PR #461, opened 2020-08-25
FW-1561 Add categories to mock data

bronson-c:
- Generate 9 categories in each test dialect, 3 parent 6 child
- Randomly assign words to a category upon creation


FirstVoicesPublisher/src/main/java/ca/firstvoices/templates/factories/FVDialectFactory.java
```diff
@@ -60,6 +60,7 @@ public void createContentStructure(DocumentModel eventDoc) {
         this.mockTemplate = new ArrayList<>(template);
```
dy2288, line 60: @bronson-c can you please add to the comment explaining why these are to be ignored for mock data structures?

bronson-c: Done

PR #465, opened 2020-09-02
FW-1825

elysse-fpcc:
- Removed "input" in CSS file as I realized it is not being used in this iteration of the component
- Renamed the classes in RequestChangesPresentation to follow the BEM convention
- FYI I accidentally included some of the older files for DetailSong but I removed them (this is why there are older commits)


coakenfold (approved):
Great! Thanks for updating the css/js. Approved!

PR #470, opened 2020-09-04
FW-1562 mock user service + operations

bronson-c:
Adds 4 new operations and a new service to mock data to add and remove users of each access level to already created dialects.


bronson-c:
Unfortunately won't have time to address sonar issues or review changes, however all the code is functional tested locally. Also code for removing users/groups is contained in this PR so please use it as reference for https://firstvoices.atlassian.net/browse/FW-1826 and add it to the dialect teardown

PR #472, opened 2020-09-09
FW-1816 Registration Widget 1st pass

coakenfold:
- Presentation layer coded
- Data Layer is using fake responses from server. Endpoint needs to be developed
- Updated Dashboard Presentation to iterate over a `widgets` prop


elysse-fpcc (approved):
Looks good @coakenfold

PR #473, opened 2020-09-09
FW-1624

coakenfold:
Before the new endpoint was available the Data layer grabbed the selected item's task details from a different endpoint.

Added `getSimpleTask(taskId)` to DataSource


gmcauliffe (approved):
LGTM 👍🏻

PR #478, opened 2020-09-10
FW-1624

coakenfold:
- Gets data for words or phrases
- Selected Item Panel: renders metadata & phrase books
- Fixed bug where selected item detail wasn't set on initial load
- Updated `RequestChanges*` to be able to set button text


coakenfold:
Note: The flagged code smell doesn't bother me. We'll probably be adding other item types in the near future.

gmcauliffe (approved):
LGTM 👍🏻

PR #481, opened 2020-09-11
FW-1624 Sorting on widget & detail view

coakenfold:
- Disabled sort on `Entry title` column since it's a deeply nested prop that we can't sort against (at the moment)
- Dashboard Detail > Table view updates url on sort
- `useDashboard` update to set the correct data prop name when sorting


elysse-fpcc (approved):
Changes look good to me

PR #483, opened 2020-09-15
FW-1838 - Create new endpoints for simple tasks

dy2288:
See postman/ticket for documentation.

### DIFF
--- a/.gitattributes
+++ b/.gitattributes
@@ -1,6 +1,9 @@
 # Set the default behavior, in case people don't have core.autocrlf set.
 * text=auto
 
+# Ensure .sh files are always encoded as LF
+*.sh text
+
 # Denote all files that are truly binary and should not be modified.
 *.png binary
 *.jpg binary
--- a/FirstVoicesRESTPageProviders/UpdateModule.sh
+++ b/FirstVoicesRESTPageProviders/UpdateModule.sh
@@ -1,0 +1,15 @@
+#!/bin/bash
+
+# Get the path to this script
+DIRECTORY="$( cd "$( dirname "${BASH_SOURCE[0]}" )" >/dev/null 2>&1 && pwd )"
+
+# Pull the current module from the path
+MODULE=${DIRECTORY##*/}
+
+# Run the main UpdateModule script in the docker directory
+cd $DIRECTORY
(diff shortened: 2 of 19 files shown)


dy2288:
Note: Should have opened as a draft. Still need to create tests for end-points.

.gitattributes
```diff
@@ -1,6 +1,9 @@
 # Set the default behavior, in case people don't have core.autocrlf set.
 * text=auto
 
+# Ensure .sh files are always encoded as LF
```
dy2288, line 4: These files seem to be converted sometimes to CRLF, and not handled correctly despite `core.autocrlf` set appropriately. Would be best to ensure they are always converted to LF line endings.

FirstVoicesRESTPageProviders/UpdateModule.sh
```diff
@@ -0,0 +1,15 @@
+#!/bin/bash
```
dy2288, line 1: RESTPageProviders was missing UpdateModule.sh

FirstVoicesSecurity/src/main/java/ca/firstvoices/securitypolicies/groups/LanguageRecorders.java
```diff
@@ -54,23 +54,21 @@
...
    */
-  private Boolean hasPermissionInACP(ACP mergedAcp, List<String> additionalPrincipalsList,
-      String permission) {
+  private boolean hasRecordPermissionInACP(ACP mergedAcp, List<String> additionalPrincipalsList) {
 
     for (ACL acl : mergedAcp.getACLs()) {
-      for (ACE ace : acl.getACEs()) {
-        if (ace.isGranted() && additionalPrincipalsList.contains(ace.getUsername()) && ace
-            .getPermission().equals(permission)) {
+      for (ACE ace : acl.getACEs()) { // get permission CAN be null
```
dy2288, line 69: Found a bug here as the Nuxeo task service will set some custom permissions on tasks, where the permission itself can be null. Rest of the changes here are SonarQube.

elysse-fpcc (approved):
The changes seem good to me. A couple things I was confused about but I think I answered all my questions after reading through everything. Approved 😸

PR #673, opened 2023-01-17
DNM: Example of releases array being concatenated

tarrow:
Note that this *isn't* really useful because now helmfile will error with "two releases both named sql"


m90:
Closing this as stale.

PR #674, opened 2023-01-17
docs(adr): describe "production as base case" setup for helmfile values

m90:
Ticket [T326643](https://phabricator.wikimedia.org/T326643).

As discussed earlier, this adds an ADR about how to handle Helmfile values in the future.

I also added a script that creates a TOC for us automatically.

### DIFF
--- a/doc/adr/0006-helmfile-base-values.md
+++ b/doc/adr/0006-helmfile-base-values.md
@@ -39,11 +39,11 @@ Such a layout would look like this:
 .
 └── env
     ├── local
-    │    └── app.values.yml.gotmpl <-- local overrides only, plus image tag if applicable
+    │    └── app.values.yaml.gotmpl <-- local overrides only, plus image tag if applicable
     ├── production
-    │    └── app.values.yml.gotmpl <-- base case, containing a full configuration
+    │    └── app.values.yaml.gotmpl <-- base case, containing a full configuration
     └── staging
-        └── app.values.yml.gotmpl <-- staging overrides only, plus image tag if applicable
+        └── app.values.yaml.gotmpl <-- staging overrides only, plus image tag if applicable
 ```
 
 Example values for a hypothetical app could look like this:
--- a/doc/adr/0006-helmfile-base-values.md
+++ b/doc/adr/0006-helmfile-base-values.md
@@ -39,11 +39,11 @@ Such a layout would look like this:
 .
 └── env
     ├── local
-    │    └── app.values.yml.gotmpl <-- local overrides only
+    │    └── app.values.yml.gotmpl <-- local overrides only, plus image tag if applicable
     ├── production
     │    └── app.values.yml.gotmpl <-- base case, containing a full configuration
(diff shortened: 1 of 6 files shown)


doc/adr/0006-helmfile-base-values.md
```diff
@@ -0,0 +1,83 @@
...
+└── env
+    ├── local
+    │    └── app.values.yml.gotmpl <-- local overrides only
+    ├── production
+    │    └── app.values.yml.gotmpl <-- base case, containing a full configuration
+    └── staging
+        └── app.values.yml.gotmpl <-- staging overrides only
+```
+
+Example values for a hyptothetical app could look like this:
```
tarrow, line 49:
```suggestion
Example values for a hypothetical app could look like this:
```

doc/adr/0006-helmfile-base-values.md
```diff
@@ -0,0 +1,83 @@
...
+This is why we've been looking for ways to DRY these value files up.
+
+While the [most straight forward way][helmfile-docs] of de-duplicating values is easy to do, it creates one-off hierarchy patterns for each helmfile release, and every change to be done requires understanding yet another ad-hoc solution.
+
+
+Instead, we'd like to end up in a situation where every helmfile release uses the same pattern, making it obvious how and where to apply pending changes.
+
+## Decision
+
+Instead of defining [a least common set of values for a service in a `base` case][helmfile-docs], and then apply per-environment changes on top of this base case, __we want to always use the values for production as the base case__ and then define overrides per staging and production.
```
tarrow, line 25:
```suggestion
Instead of defining [a common set of values for a service in a `base` case][helmfile-docs], and then apply per-environment changes on top of this base case, __we want to always use the values for production as the base case__ and then define overrides per staging and production.
```

minor nitpick to perhaps clarify the meaning

m90: This was meant to say "aims at making it as minimal as possible with no regards for other aspects such as easy to understand et. al." Is there a better way to say that or do you just go "common"?

doc/adr/update-toc
```diff
@@ -0,0 +1,26 @@
+#!/bin/bash
+
+# Usage: ./update-toc.sh [target=index.md] [docs_pattern=0*.md] [marker=toc]
```
tarrow, line 3: definitely a great improvement; now we just need to remember to run this script!

m90: "Dreams"

doc/adr/0006-helmfile-base-values.md
tarrow: I can't think of a nicer phrasing than common; perhaps "naively common"?

"least common" to me however implies "values that had the fewest number of things in common" which is really not what we mean.

m90: Then let's just do "common" I guess.

deer-wmde (approved):

PR #675, opened 2023-01-17
refactor(helm): derive values for staging and local from base production settings

m90:
Ticket [T326643](https://phabricator.wikimedia.org/T326643).

Applies what is described in #674 

This diffs cleanly against production, staging and local at the time of writing.


k8s/helmfile/helmfile.yaml
```diff
@@ -47,9 +47,9 @@ helmfiles:
 
 templates:
   default: &default_release
-    missingFileHandler: Warn
+    missingFileHandler: Error
```
m90, line 50: This requires an empty file to be present for environments that exactly match staging, but I guess that's to be considered a "feature"?

deer-wmde: I guess so. On the plus side, if someone wants to deviate from the prod config it's already prepared in a way (with the empty file)

PR #719, opened 2023-02-08
fix(local): elasticsearch pods need to run on the same node locally

m90:
I noticed that applying the current state to my local cluster makes ES fail to run as the affinity rules won't work for the minikube cluster:

```
Events:
  Type     Reason            Age                 From               Message
  ----     ------            ----                ----               -------
  Warning  FailedScheduling  118s                default-scheduler  0/1 nodes are available: 1 node(s) didn't match pod anti-affinity rules.
  Warning  FailedScheduling  34s (x1 over 103s)  default-scheduler  0/1 nodes are available: 1 node(s) didn't match pod anti-affinity rules.
```

This PR makes local env use `soft` affinity instead.

### DIFF
--- a/k8s/helmfile/env/staging/elasticsearch.values.yaml.gotmpl
+++ b/k8s/helmfile/env/staging/elasticsearch.values.yaml.gotmpl
@@ -2,8 +2,6 @@ imageTag: "6.8.23-wmde.6"
 
 esJavaOpts: "-Xms2g -Xmx2g"
 
-antiAffinity: hard
-
 resources:
   requests:
     cpu: "500m"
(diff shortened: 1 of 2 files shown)


k8s/helmfile/env/staging/elasticsearch.values.yaml.gotmpl
```diff
@@ -2,8 +2,6 @@ imageTag: "6.8.23-wmde.6"
 
 esJavaOpts: "-Xms2g -Xmx2g"
 
-antiAffinity: hard
```
m90, line 5: This deletion is a drive by, removing the production default of `hard` repeated in the staging values.

tarrow (approved):

PR #721, opened 2023-02-09
staging k8s: add debug logging to log4j

tarrow:


tarrow:
Idea generally taken from https://stackoverflow.com/a/60543278

m90 (approved):

PR #722, opened 2023-02-09
chore(staging-es): try different approach of arriving at debug log level

m90:
#721 somehow silenced all logging. Giving it another try as described here: https://stackoverflow.com/a/65181735/797194


tarrow (approved):

tarrow (approved):
yeah, debug better than trace for now

PR #725, opened 2023-02-09
chore(es-staging): debug does not yield any messages when stuck in booting

m90:
Even after #724, there still 8 minutes of total silence, so let's see if TRACE levels will show us anything here.


m90:
Maybe this _is_ too noisy.

PR #727, opened 2023-02-09
chore(es-staging): remove all failed attempts at debugging boot slowness

m90:
Seems none of this made any real-world impact, so we can run production settings in the staging env again.


tarrow (approved):
Optimism lost is always a state state of affairs

PR #737, opened 2023-02-16
Set up local Prometheus, add exporter for ElasticSearch

m90:


k8s/helmfile/prometheus.yaml
```diff
@@ -0,0 +1,18 @@
+releases:
+  - name: kube-prometheus-stack
+    namespace: monitoring
```
m90, line 3: Putting this in a different namespace is stolen from #446 - do we want it?

tarrow: I think yes we do want this, we'd also want to put the prometheus exporters in this namespace as well as the Pod/Service monitoring defintions

k8s/helmfile/helmfile.yaml
```diff
@@ -198,9 +203,22 @@ releases:
...
+  - name: prometheus-elasticsearch-exporter
+    namespace: default
+    chart: prometheus-community/prometheus-elasticsearch-exporter
+    version: 5.0.0
+    <<: *default_release
+
   ################################
   # LOCAL ONLY
   ################################
+  - name: kube-prometheus-stack
```
tarrow, line 215: This *probably* wants a version pin (amazingly there was an update even today).

However one thing we are very bad is is then rolling forwards with these version updates

k8s/helmfile/prometheus-operator.yaml
```diff
@@ -0,0 +1,4 @@
+releases:
+  - name: prometheus-operator-crds
```
tarrow, line 2: similarly, this probably wants a version pin

k8s/helmfile/helmfile.yaml
```diff
@@ -198,9 +203,23 @@ releases:
     chart: ./../../charts/stats-cron
     <<: *default_release
 
+  - name: prometheus-elasticsearch-exporter
```
tarrow, line 206: This also wants to only be installed in the local env for now; at the moment this also adds the exporter to all environments

m90: Isn't that what we want?

tarrow: We were historically favouring PRs touching the smallest number of environments at a time.

The reason being that if, or example, this fails to apply to production (e.g for some complicated reason due to CRDs [which I think it actually will because the prometheus-operator.yaml *isn't* being applied to production]) then we end up reverting this whole PR (or blocking other changes being made to cluster)

Of course "in the fullness of time" (probably very soon) we do want this in both staging and production

k8s/helmfile/prometheus-operator.yaml
```diff
@@ -0,0 +1,6 @@
...
+    namespace: monitoring
```
tarrow, line 3: it's probably fine and desired but trying to apply this to a cluster that already had an earlier version of this PR on it results in:
```
Error: Failed to render chart: exit status 1: Error: rendered manifests contain a resource that already exists. Unable to continue with install: CustomResourceDefinition "alertmanagerconfigs.monitoring.coreos.com" in namespace "" exists and cannot be imported into the current release: invalid ownership metadata; annotation validation error: key "meta.helm.sh/release-namespace" must equal "monitoring": current value is "default"
  Error: plugin "diff" exited with error
```

m90: So what I did just this morning was:

- delete local cluster
- create new cluster from scratch
- apply main
- checkout this branch
- apply this branch

which passed for me without any issues. Not sure why yours is now complaining about duplicate CRDs?

tarrow (approved):
Lets go ahead with this

PR #761, opened 2023-02-27
fix(monitoring): es exporter crashes when running with limited resources

m90:
Since #759, the ElasticSearch exporter is stuck in CrashLoopBackoff. While the logs do not show anything suspicious, I assume this is caused by resource limits.


k8s/helmfile/env/production/prometheus-elasticsearch-exporter.values.yaml.gotmpl
```diff
@@ -4,11 +4,11 @@ es:
 
 resources:
   requests:
-    cpu: 100m
-    memory: 256Mi
+    cpu: 250m
```
m90, line 7: This is mostly just guessing.

deer-wmde (approved):

PR #765, opened 2023-03-01
chore(local): prometheus defaults exceed available resources

m90:
Sometimes, I still have the prometheus-operator failing to create the prometheus pods in local development. There is no real indication as of why, but lowering resource limits seems to help getting it up and running consistently.


deer-wmde (approved):
Interesting, let's see if this fixes it.

I also just saw that it was erroring on my local cluster but it also wasn't up to date and a `make apply-local` fixed it, so I'm not sure in what state it just was

PR #766, opened 2023-03-02
docs(adr): propose adopting an istio service mesh

m90:
Ticket [T330862](https://phabricator.wikimedia.org/T330862)


rosalieper (approved):
I am happy with the choice.

PR #1790, opened 2024-09-30
lift cpu limits for mediawiki resources

deer-wmde:
https://phabricator.wikimedia.org/T375874

as a first step we only lift cpu limits for mw resources and will observe the effect

### DIFF
--- a/k8s/helmfile/env/production/mediawiki-139.values.yaml.gotmpl
+++ b/k8s/helmfile/env/production/mediawiki-139.values.yaml.gotmpl
@@ -59,26 +59,26 @@ resources:
       cpu: 500m
       memory: 1600Mi
     limits:
-      cpu: 0
+      cpu: null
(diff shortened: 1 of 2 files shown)


dati18 (commented):
In my opinion, we should bump more on `production` and less on `staging` since `staging` is not as demanding as `prod`. What do you think?

tarrow:
Generally looks fine to me; I struggled to find some docs saying that 0 === unlimited. I don't suppose you have a reference for that?

deer-wmde:
> Generally looks fine to me; I struggled to find some docs saying that 0 === unlimited. I don't suppose you have a reference for that?

Excellent question, I will verify this on the staging cluster.

tarrow (approved):

tarrow:
given you're not here I'm gonna ship this now :)

PR #1793, opened 2024-10-01
chore(tf): add compute-pool-2 on staging

AndrewKostka:
This commit adds a new node pool to replace the exiting one.
It uses smaller machines to free up some capacity.
The commit removing the existing node pool will happen later.

Bug: T376117


tarrow (approved):
lgtm; I added more content + the bug to the PR; can you also add it when you squash to the commit message?

PR #1798, opened 2024-10-07
chore(tf): update Google provider to 6.5.0 on staging

AndrewKostka:
Bug: T376141


tarrow (approved):
I'm interested that this is all it needs to work; I would have sort of expected some `location` to be needed on the cluster but if this works fantastic.

Properly understanding this is a little opaque to me still

PR #1800, opened 2024-10-10
Local/Staging: Use api 0.32.0

rosalieper:
Update api  chart version for staging and local

## Link to Phabricator
Bug: T375268

### DIFF
--- a/k8s/helmfile/helmfile.yaml
+++ b/k8s/helmfile/helmfile.yaml
@@ -163,7 +163,7 @@ releases:
 
   - name: api
     chart: wbstack/api
-    version: "0.31.2"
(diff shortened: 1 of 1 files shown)


k8s/helmfile/helmfile.yaml
```diff
@@ -163,7 +163,7 @@ releases:
 
   - name: api
     chart: wbstack/api
-    version: "0.31.2"
+    version: '{{- if eq .Environment.Name "production" }} "0.31.2" {{else}} "0.32.0" {{end}}'
```
tarrow, line 166: `in ./helmfile.yaml: [improper constraint:  "0.32.0" ]` seems to be what I see if I try to `diff` this to staging. Do you see that?

rosalieper: yes I see that.

PR #1821, opened 2024-10-29
queryservice: remove transitional allowlist values

AndrewKostka:
Bug: [T375384](https://phabricator.wikimedia.org/T375384)


tarrow (approved):
I think this is find but we'll need to make sure that the configmap is repopulated (by running the api job) right after deploying because I believe merging this patch will blank the configmap

PR #1833, opened 2024-11-06
docs: add some content for deploying with argo

tarrow:


deer-wmde:
Thanks for adding this!

as mentioned elsewhere, I'm currently unclear what is the right way to treat argo controlled deployments in the helmfile (to `installed: false` or not to? see https://github.com/wmde/wbaas-deploy/pull/1781) so we should probably verify this one more time

tarrow:
So I think `installed: false` is not right but also leaving it there isn't right either. I think a good solution would be what is shown here in #1840

PR #1837, opened 2024-11-12
Preserve container images when recreating minikube

AndrewKostka:


deer-wmde:
If I remember correctly this worked pretty good, did we observe any negative side effects so far? otherwise I'd be happy with merging this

→ **What is being asked**: Everything from the first line of the records above to the line containing "PR #472, opened 2020-09-09", inclusive, should be repeated exactly; leave out the rest.

→ **Task solution**:
PR #461, opened 2020-08-25
FW-1561 Add categories to mock data

bronson-c:
- Generate 9 categories in each test dialect, 3 parent 6 child
- Randomly assign words to a category upon creation


FirstVoicesPublisher/src/main/java/ca/firstvoices/templates/factories/FVDialectFactory.java
```diff
@@ -60,6 +60,7 @@ public void createContentStructure(DocumentModel eventDoc) {
         this.mockTemplate = new ArrayList<>(template);
```
dy2288, line 60: @bronson-c can you please add to the comment explaining why these are to be ignored for mock data structures?

bronson-c: Done

PR #465, opened 2020-09-02
FW-1825

elysse-fpcc:
- Removed "input" in CSS file as I realized it is not being used in this iteration of the component
- Renamed the classes in RequestChangesPresentation to follow the BEM convention
- FYI I accidentally included some of the older files for DetailSong but I removed them (this is why there are older commits)


coakenfold (approved):
Great! Thanks for updating the css/js. Approved!

PR #470, opened 2020-09-04
FW-1562 mock user service + operations

bronson-c:
Adds 4 new operations and a new service to mock data to add and remove users of each access level to already created dialects.


bronson-c:
Unfortunately won't have time to address sonar issues or review changes, however all the code is functional tested locally. Also code for removing users/groups is contained in this PR so please use it as reference for https://firstvoices.atlassian.net/browse/FW-1826 and add it to the dialect teardown

PR #472, opened 2020-09-09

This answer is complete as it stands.